------ Task input ------
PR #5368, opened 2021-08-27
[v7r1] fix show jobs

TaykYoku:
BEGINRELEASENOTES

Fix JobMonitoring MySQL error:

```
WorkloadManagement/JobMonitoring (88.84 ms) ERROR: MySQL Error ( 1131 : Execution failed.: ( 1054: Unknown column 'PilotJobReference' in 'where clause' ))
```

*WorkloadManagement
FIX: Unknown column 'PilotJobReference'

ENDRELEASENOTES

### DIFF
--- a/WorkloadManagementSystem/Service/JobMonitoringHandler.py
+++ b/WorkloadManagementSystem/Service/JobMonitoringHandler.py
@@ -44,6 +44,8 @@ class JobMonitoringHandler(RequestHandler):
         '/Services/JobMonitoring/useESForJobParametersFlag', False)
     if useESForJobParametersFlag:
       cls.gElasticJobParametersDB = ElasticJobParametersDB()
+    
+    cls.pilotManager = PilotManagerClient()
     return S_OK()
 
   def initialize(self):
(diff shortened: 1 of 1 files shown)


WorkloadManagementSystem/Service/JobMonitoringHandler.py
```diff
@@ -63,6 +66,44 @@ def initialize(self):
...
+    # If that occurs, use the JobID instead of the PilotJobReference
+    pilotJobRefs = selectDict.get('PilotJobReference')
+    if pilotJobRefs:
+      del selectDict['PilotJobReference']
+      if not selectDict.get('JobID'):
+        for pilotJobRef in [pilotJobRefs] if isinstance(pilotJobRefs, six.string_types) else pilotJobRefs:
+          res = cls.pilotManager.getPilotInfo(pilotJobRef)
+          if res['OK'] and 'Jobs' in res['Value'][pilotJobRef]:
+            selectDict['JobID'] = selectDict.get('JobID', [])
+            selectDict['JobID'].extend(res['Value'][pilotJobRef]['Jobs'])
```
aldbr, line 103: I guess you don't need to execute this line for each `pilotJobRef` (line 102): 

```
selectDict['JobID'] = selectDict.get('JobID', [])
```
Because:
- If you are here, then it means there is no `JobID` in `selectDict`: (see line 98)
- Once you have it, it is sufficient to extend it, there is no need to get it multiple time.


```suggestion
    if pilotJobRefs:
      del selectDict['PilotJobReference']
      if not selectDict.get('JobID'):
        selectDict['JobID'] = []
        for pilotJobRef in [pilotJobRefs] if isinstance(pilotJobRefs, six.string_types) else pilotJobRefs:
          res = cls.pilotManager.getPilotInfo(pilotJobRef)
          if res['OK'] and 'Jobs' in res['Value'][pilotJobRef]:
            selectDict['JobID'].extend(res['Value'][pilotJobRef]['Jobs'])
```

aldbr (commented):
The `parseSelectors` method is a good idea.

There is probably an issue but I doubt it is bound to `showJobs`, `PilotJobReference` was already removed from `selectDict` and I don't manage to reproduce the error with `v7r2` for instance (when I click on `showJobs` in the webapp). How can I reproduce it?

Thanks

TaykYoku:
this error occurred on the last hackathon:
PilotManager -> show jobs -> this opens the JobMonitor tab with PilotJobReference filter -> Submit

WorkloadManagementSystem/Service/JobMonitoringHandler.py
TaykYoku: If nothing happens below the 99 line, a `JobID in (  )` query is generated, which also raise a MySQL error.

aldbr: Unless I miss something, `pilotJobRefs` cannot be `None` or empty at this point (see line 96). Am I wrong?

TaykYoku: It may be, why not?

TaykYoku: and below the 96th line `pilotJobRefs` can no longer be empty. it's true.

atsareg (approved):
------
__Exercise description__: Look over the records above, and wherever a line contains the string "self", copy that line.

__Solution below__:
   def initialize(self):
@@ -63,6 +66,44 @@ def initialize(self):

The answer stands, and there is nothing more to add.